- Opening Delimiter -

PR #91, opened 2022-03-22
Change styling of selected/hover item states for sidenav items

marinaaisa:
Bug/issue #89558736, if applicable: 

## Summary

- [x] We should no longer aim for a rounded radius.
- [x] Selected and hover state of items should span the full width of the sidebar.
- [x] The top level items in the sidebar should also be aligned with the top level technology title.

## Dependencies

NA

## Testing

Steps:
1. Run `npm run serve` with your documentation
2. Enable sidenav
3. Assert that summary list is correct  

## Checklist

- [x] Added tests (not needed)

### DIFF
--- a/src/components/Navigator/NavigatorCardItem.vue
+++ b/src/components/Navigator/NavigatorCardItem.vue
@@ -211,7 +211,7 @@ $item-height: 32px;
   position: relative;
   display: flex;
   align-items: center;
-  border-radius: $border-radius;
+  padding-left: calc(var(--card-horizontal-spacing) / 2);
   flex: 1;
   min-width: 0;
   height: 100%;
--- a/src/styles/core/_nav.scss
+++ b/src/styles/core/_nav.scss
@@ -13,7 +13,7 @@ $nav-height: rem(52px);
 $nav-height-small: rem(48px);
 $nav-padding: rem(22px);
 $nav-padding-small: rem(16px);
-$nav-padding-wide: rem(30px);
+$nav-padding-wide: rem(20px);
 $nav-menu-item-left-margin: rem(24px);
 $nav-timingfunction: ease-in !default;
 $nav-menu-tray-transition: max-height 0.4s $nav-timingfunction 0s, visibility 0s linear 1s !default;
--- a/src/components/Navigator/NavigatorCard.vue
+++ b/src/components/Navigator/NavigatorCard.vue
@@ -865,7 +865,6 @@ $filter-height: 64px;
   --card-horizontal-spacing: #{$navigator-card-horizontal-spacing};
   --card-vertical-spacing: #{$navigator-card-vertical-spacing};
 
-  padding: 0 var(--card-horizontal-spacing);
   // right padding is added by the items, so visually the scroller is stuck to the side
   padding-right: 0;
   flex: 1 1 auto;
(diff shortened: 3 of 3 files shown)


src/components/Navigator/NavigatorCardItem.vue
```diff
@@ -211,7 +211,7 @@ $item-height: 32px;
   position: relative;
   display: flex;
   align-items: center;
-  border-radius: $border-radius;
+  padding-left: calc(var(--card-horizontal-spacing) / 2);
```
dobromir-hristov, line 214: I feel like the `--card-horizontal-spacing` var no longer serves the purpose it was meant for. We should do some cleanup.

I also dont understand why we use half of the spacing here. It feels like a happy coincidence.

src/styles/core/_nav.scss
```diff
@@ -13,7 +13,7 @@ $nav-height: rem(52px);
 $nav-height-small: rem(48px);
 $nav-padding: rem(22px);
 $nav-padding-small: rem(16px);
-$nav-padding-wide: rem(30px);
+$nav-padding-wide: rem(20px);
```
dobromir-hristov, line 16: I feel like we could have just synced the design with the normal spacing, and use 22px. Removing these 2px hardly makes a difference, just clutters the code.

src/components/Navigator/NavigatorCardItem.vue
marinaaisa: I tried using better and self-explanatory vars in this new commit: https://github.com/apple/swift-docc-render/pull/91/commits/5d63fd14d364ba4caa4911d01a2d5cca848a136a

src/styles/core/_nav.scss
marinaaisa: To simplify, I deleted the nav-padding-wide var and the design seems to be alright, can you check if I introduced any regression with it? 

https://github.com/apple/swift-docc-render/pull/91/commits/575e31a28aaef1ec94c57fa1b82ac54ee08c709d

dobromir-hristov: Well yes. Now its 2px off :) But honestly I think that we should just unify the rest to that.

CC @SamLanier 

image

src/components/Navigator/NavigatorCardItem.vue
```diff
@@ -182,36 +182,43 @@ export default {
 $item-height: 32px;
 
 .navigator-card-item {
+  --tree-toggle-padding: var(--card-horizontal-spacing-small);
+  --chevron-width: var(--card-horizontal-spacing);
+  --nesting-spacing: var(--card-horizontal-spacing) + var(--card-horizontal-spacing-small);
```
dobromir-hristov, line 187: This is technically not a valid addition. It only works, because the var is directly replaced with `a + b` in a `calc()`

dobromir-hristov (commented):
It may just be me, but I feel like all these Custom CSS Properties are unnecessary. I personally tend to use them, when I need to do some math (like we saw here), or something to be easily changed for a specific scope, like inside a breakpoint or from a class, for example. 

Here we dont do that, its just as easy to have a few sass vars. Not a big deal, just pointing it out.

I also noticed that with the latest changes to the styling, we also changed the spacing of the items, in relation to the parent. Will need a designer to look into this - @SamLanier 

image

marinaaisa:
Closed in favor of: https://github.com/apple/swift-docc-render/pull/96

PR #99, opened 2022-03-25
Allow toggling sidebar navigator on/off, for large breakpoints

dobromir-hristov:
Bug/issue #, if applicable: 89564104

## Summary

Allows toggling the navigator ON/OFF, for large resolutions. This is done through the Nav toggle icon or by dragging.
Users can drag the navigator all the way to the minimum allowed size. Once they pass 2x the minimum, the sidebar gets hidden. 

The user can expand it back out, if they have not let go of the mouse button upon dragging OR by clicking on the nav toggle. (should work similar to Mail.app)

Hidden state is persisted in localStorage, so it wont re-open for users who have closed it once.

## Dependencies

NA

## Testing

Steps:
1. Try to click on the toggle to open/close the navigator on Large screen sizes. Assert nothing bleeds out when hidden.
2. Make sure tabbing across the page does not focus anything inside the navigator
3. Refresh the page to assert its kept closed.
4. Open the navigator and start dragging all the way until it stops. Now drag 2x the left space and assert its toggled off.
5. Without releasing your drag, try to expand out again. It should snap to the smallest possible size again.
6. If you drag until closed, it should persist in LS the closed state, and later allow you to toggle open again.

## Checklist

- [x] Added tests


dobromir-hristov:
@swift-ci test

biamx3:
This is a great start.

My biggest piece of feedback is we need to enable the sidebar side by side with the content in M viewports. I know this is a pain and you'll need to rework a lot of the logic, but when I designed that behavior, the sidebar button wasn't in scope. 

Screen Shot 2022-03-25 at 6 13 38 PM

S viewports should remain as they are. If you click on the sidebar icon it will bring up the modal with the filter on top. 

My other feedback are small visual things: 
1. The. sidebar icon should be glyph-gray. It looks disabled right now. 
2. The sidebar icon should align with the items in the sidebar. 
3.  Let's add a separator between the icon and the Documentation item of the breadcrumb. 

Screen Shot 2022-03-25 at 5 54 58 PM

biamx3:
This is a great start.

My biggest piece of feedback is we need to enable the sidebar side by side with the content in M viewports. I know this is a pain and you'll need to rework a lot of the logic, but when I designed that behavior, the sidebar button wasn't in scope.

S viewports should remain as they are. If you click on the sidebar icon it will bring up the modal with the filter on top.

My other feedback are small visual things:
1. The sidebar icon should be glyph-gray. It looks disabled right now.
2. The sidebar icon should align with the items in the sidebar.
3. Let's add a separator between the icon and the Documentation item of the breadcrumb.

Screen Shot 2022-03-25 at 6 32 33 PM

dobromir-hristov:
@biamx3 I updated the PR to your specs. Let me know how it looks.

marinaaisa (commented):
Nice job, congrats! 😄 

It works pretty well, I left couple of comments tho:

- I noticed that the Sidenav toggle's focus outline is wider than the hover style.
Screenshot 2022-03-30 at 22 52 55

- The navigator head item's focus outline has been modified as well. It seems that in main is not working totally right either, but here is worse. Let me know if you prefer that I create another radar for this one.

Screenshot 2022-03-30 at 22 58 52

src/components/Navigator.vue
```diff
@@ -24,7 +24,9 @@
       @close="$emit('close')"
     />
     <div v-else class="loading-placeholder">
-      Fetching...
+      <div class="loading-placeholder-content">
```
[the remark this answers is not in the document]
dobromir-hristov: You can, but then it wont apply the overflow. The container gets squished to almost 0, and elements that have padding continue to show the content. 

In this case, the wording was getting smushed but still partially visible for a brief moment as you toggle, which was annoying.

dobromir-hristov:
> I noticed that the Sidenav toggle's focus outline is wider than the hover style.

Will try to fix that one.

> The navigator head item's focus outline has been modified as well. It seems that in main is not working totally right either, but here is worse. Let me know if you prefer that I create another radar for this one.

Thats because I probably added `overflow: hidden`, so things dont shine through, when we toggle the navigator to the minimum size.

dobromir-hristov:
@marinaaisa those should be fixed now.

dobromir-hristov:
@swift-ci test

marinaaisa (approved):
Looks good, thanks Dobri!

dobromir-hristov:
@swift-ci test

biamx3:
Awesome improvements Dobri! This is looking great. 

I noticed that when I click on the navigator  button, a secondary button shows up right next to it which is jarring. 

Screenshot 2022-07-01 at 2 42 19 PM

Could we make it look like there's only one button that moves to the left and sticks there?

dobromir-hristov:
Well they are different components, so its going to be allot of pixel guessing to get a transition between the two.

What about something like this?

Screen Recording 2022-07-02 at 8 23 13
?

dobromir-hristov:
@swift-ci test

dobromir-hristov:
@swift-ci test

SamLanier (approved):
Design approved.

dobromir-hristov:
@swift-ci test

src/components/DocumentationTopic/DocumentationNav/LanguageToggle.vue
```diff
@@ -125,12 +125,12 @@ export default {
   },
   mounted() {
     // on resize, re-calculate the width of the select.
-    const cb = debounce(async () => {
+    const cb = throttle(async () => {
```
marinaaisa, line 128: Could you explain me this change? Thanks

marinaaisa (changes requested):
Code looks good!
I just found couple of AX improvements:

1) Focus state of the button to close the navigation should be a rectangle around the button. Now it looks like this Screenshot 2022-08-01 at 15 33 23

2) Focus state gets lost when open and close navigator buttons are triggered. As a keyboard user I would expect to keep the focus state in the same element

https://user-images.githubusercontent.com/8567677/182160086-a492a561-e29b-41d0-8fc1-0a81a53333d4.mov

src/components/DocumentationTopic/DocumentationNav/LanguageToggle.vue
dobromir-hristov: I think Bea noticed the language toggle was not getting the new screen size, when we resize the page by dragging the adjustable sidebar. Debounce can skip the last function hit, while throttle will always fire the last function invocation.

dobromir-hristov:
@marinaaisa first issue I can probably figure something out, though its another hack 😆 I hate overflow: hidden.

For the second one, what do you suggest we do? Should the focus move from one toggle to the other?

marinaaisa:
> For the second one, what do you suggest we do? Should the focus move from one toggle to the other?

Yes, I understand that there is two different toggles but the user only see one. We should keep the focus in the same one.

dobromir-hristov:
@swift-ci test

PR #100, opened 2022-03-25
Prevent arrows from animating, when scrolling too fast

dobromir-hristov:
Bug/issue #, if applicable: 89840827

## Summary

This PR prevents the arrows from animating open/closed, when scrolling long lists too fast.

## Dependencies

NA

## Testing

Steps:
1. Open a few levels in a tree in different hierarchies.
2. Start scrolling fast up/down
3. Assert it does not animate the arrows upon rendering on the screen.

## Checklist

- [x] Added tests

### DIFF
--- a/src/components/Navigator/NavigatorCardItem.vue
+++ b/src/components/Navigator/NavigatorCardItem.vue
@@ -196,8 +196,8 @@ export default {
       }
     },
     async expanded() {
-      // wait a few frames for animations queues to finish
-      await waitFrames(8);
+      // wait for 9 frames (60hz * 0.15ms = 9), for animations queues to finish.
+      await waitFrames(9);
       // set the opening animation as ended
       this.idState.isOpening = false;
     },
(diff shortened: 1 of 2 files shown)


dobromir-hristov:
@swift-ci test

src/components/Navigator/NavigatorCardItem.vue
```diff
@@ -176,6 +195,12 @@ export default {
         this.selfFocus();
       }
     },
+    async expanded() {
+      // wait a few frames for animations queues to finish
+      await waitFrames(8);
```
mportiz08, line 200: I'm guessing there isn't, but is there possibly a more reliable way of doing this as opposed to waiting for 8 frames?

If not, maybe it should actually be 9 since the the animation duration is 0.15 seconds and the refresh rate is probably most commonly 60hz (60 * .15 = 9). Even if my math is wrong, it might be good to add to the comment that the number of frames is largely estimated to match the duration of the CSS transition.

dobromir-hristov: Right, will do.

marinaaisa: Thanks for the math comment, I had no idea how to calculate those frames 😅

marinaaisa (approved):
Interesting the use of IdState and waiting frames! 💯

mportiz08:
@swift-ci test

mportiz08 (approved):

PR #104, opened 2022-03-29
Fix tutorial title truncation in nav

dobromir-hristov:
Bug/issue #, if applicable: 90843609

## Summary

This PR fixes the titles on Tutorial pages navigation bar from being truncated on small viewport sizes.

This is a regression from introducing the pre-title slot for the sidenav toggle.

## Dependencies

NA

## Testing

Steps:
1. Go to a tutorial
2. Resize screen to a mobile viewport
3. Assert it does not truncate the title anymore

## Checklist

- [ ] Added tests

### DIFF
--- a/src/components/Tutorial/NavigationBar.vue
+++ b/src/components/Tutorial/NavigationBar.vue
@@ -218,6 +218,13 @@ export default {
     .mobile-dropdown-container {
       display: block;
     }
+    /deep/ .nav-title {
+      grid-area: title;
+    }
+
+    /deep/ .pre-title {
+      display: none;
+    }
   }
 }
 


src/components/Tutorial/NavigationBar.vue
```diff
@@ -218,6 +218,13 @@ export default {
     .mobile-dropdown-container {
       display: block;
     }
+    /deep/ .nav-title {
+      grid-area: title;
+    }
+
+    /deep/ .pre-title {
```
marinaaisa, line 225: We don't have any place where we set `pre-title` to a `grid-area` but we use it in `grid-template-areas`, which shouldn't work.

marinaaisa (changes requested):

src/components/Tutorial/NavigationBar.vue
marinaaisa: I mean, this PR works but I don't understand why we use `pre-title` if it's not set to a grid-area.

dobromir-hristov: I think its assumed to be in that, because its the first item? The grid follows the natural order of items, top left to bottom right.

I think the bug was happening, because the `.title` was being mushed into the `pre-title` grid-area, because of a `grid-column: 1` rule we had defined earlier. Even though it has a `grid-area: title` that was getting overridden.

dobromir-hristov:
@swift-ci test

- Closing Delimiter -

Look at the material above and copy, word for word, its lines from the first through the one containing "- [x] Selected".

* OUTPUT FOR THIS EXERCISE
PR #91, opened 2022-03-22
Change styling of selected/hover item states for sidenav items

marinaaisa:
Bug/issue #89558736, if applicable: 

## Summary

- [x] We should no longer aim for a rounded radius.
- [x] Selected and hover state of items should span the full width of the sidebar.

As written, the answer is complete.